• [TASK ITEM] All of the records should be given again verbatim.

• [GIVEN ENTRIES]

PR #2806, opened 2017-02-28
[WIP] Fix git-fetcher offline mirror resolution

albertfdp:
**Summary**

This PR it's a follow up to https://github.com/yarnpkg/yarn/pull/2775 in an attempt to fix https://github.com/yarnpkg/yarn/issues/2333

**Test plan**

The failing test added in https://github.com/yarnpkg/yarn/pull/2775 should be green

### DIFF
--- a/src/fetchers/git-fetcher.js
+++ b/src/fetchers/git-fetcher.js
@@ -24,6 +24,32 @@ export default class GitFetcher extends BaseFetcher {
     }
   }
 
+  async getResolvedFromCached(hash: string): Promise<any> {
+    const {reference: ref, config} = this;
+
+    const offlineMirrorPath = config.getOfflineMirrorPath();
+    if (offlineMirrorPath == null) {
+      // no mirror
+      return null;
+    }
+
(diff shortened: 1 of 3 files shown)


albertfdp:
Hi @bestander, I had a stab on this, and while I (think) found what the problem is, I might need some extra guidance.

From what I seen, the issue comes from the inconsistent usage of `hash` in git-fetcher, in some scenarios the `hash` is the commit while on others it's the tarball sha1. This is problematic, since the generic https://github.com/yarnpkg/yarn/pull/2806/files#diff-7246848d5d10d9c48ef4be28cb961582R38 will resolve different on the first request (using commit) than in the second (using sha1). That implies it's not actually read from the offline mirror.

I hope this was helpful.

bestander:
Good find, @albertfdp, this is a complex issue indeed.
We probably overloaded the `#hash` too much and I think fixing the issue may require a change to yarn.lock structure.

cc @arcanis who is working on the a related issue https://github.com/yarnpkg/rfcs/pull/51

bestander:
And thanks for diving into this @albertfdp, can I help you with something specific?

• [REPLY TO THE TASK]
PR #2806, opened 2017-02-28
[WIP] Fix git-fetcher offline mirror resolution

albertfdp:
**Summary**

This PR it's a follow up to https://github.com/yarnpkg/yarn/pull/2775 in an attempt to fix https://github.com/yarnpkg/yarn/issues/2333

**Test plan**

The failing test added in https://github.com/yarnpkg/yarn/pull/2775 should be green

### DIFF
--- a/src/fetchers/git-fetcher.js
+++ b/src/fetchers/git-fetcher.js
@@ -24,6 +24,32 @@ export default class GitFetcher extends BaseFetcher {
     }
   }
 
+  async getResolvedFromCached(hash: string): Promise<any> {
+    const {reference: ref, config} = this;
+
+    const offlineMirrorPath = config.getOfflineMirrorPath();
+    if (offlineMirrorPath == null) {
+      // no mirror
+      return null;
+    }
+
(diff shortened: 1 of 3 files shown)


albertfdp:
Hi @bestander, I had a stab on this, and while I (think) found what the problem is, I might need some extra guidance.

From what I seen, the issue comes from the inconsistent usage of `hash` in git-fetcher, in some scenarios the `hash` is the commit while on others it's the tarball sha1. This is problematic, since the generic https://github.com/yarnpkg/yarn/pull/2806/files#diff-7246848d5d10d9c48ef4be28cb961582R38 will resolve different on the first request (using commit) than in the second (using sha1). That implies it's not actually read from the offline mirror.

I hope this was helpful.

bestander:
Good find, @albertfdp, this is a complex issue indeed.
We probably overloaded the `#hash` too much and I think fixing the issue may require a change to yarn.lock structure.

cc @arcanis who is working on the a related issue https://github.com/yarnpkg/rfcs/pull/51

bestander:
And thanks for diving into this @albertfdp, can I help you with something specific?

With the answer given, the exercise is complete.